◆ RECORDS SHOWN ◆
--- START ---
Issue #2397, opened 2019-10-16
Possible points needs pluralisation


gravitystorm:
From https://trac.openstreetmap.org/ticket/5296

`notifier.gpx_notification.success.loaded_successfully` cannot be properly translated, since it doesn't allow plural forms. In the original ticket, Tom notes that there are two number interpolations in this string, although that might not be an issue since there's only one object ("points") that needs to be pluralised.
--- END ---
The data above should be duplicated exactly and completely.

Issue #2397, opened 2019-10-16
Possible points needs pluralisation


gravitystorm:
From https://trac.openstreetmap.org/ticket/5296

`notifier.gpx_notification.success.loaded_successfully` cannot be properly translated, since it doesn't allow plural forms. In the original ticket, Tom notes that there are two number interpolations in this string, although that might not be an issue since there's only one object ("points") that needs to be pluralised.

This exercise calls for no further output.